● TASK OBJECTIVE
The line that contains "In either way, we'd" and all lines following it to the end of the data below: set these down exactly, and nothing besides.

● SOURCE DATA
....................
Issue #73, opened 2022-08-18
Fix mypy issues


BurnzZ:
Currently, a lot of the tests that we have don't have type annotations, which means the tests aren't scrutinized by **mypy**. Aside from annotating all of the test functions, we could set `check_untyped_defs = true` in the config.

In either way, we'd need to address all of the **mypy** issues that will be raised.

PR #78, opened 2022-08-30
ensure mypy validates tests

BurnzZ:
....................
● ANSWER BOX
In either way, we'd need to address all of the **mypy** issues that will be raised.

PR #78, opened 2022-08-30
ensure mypy validates tests

BurnzZ:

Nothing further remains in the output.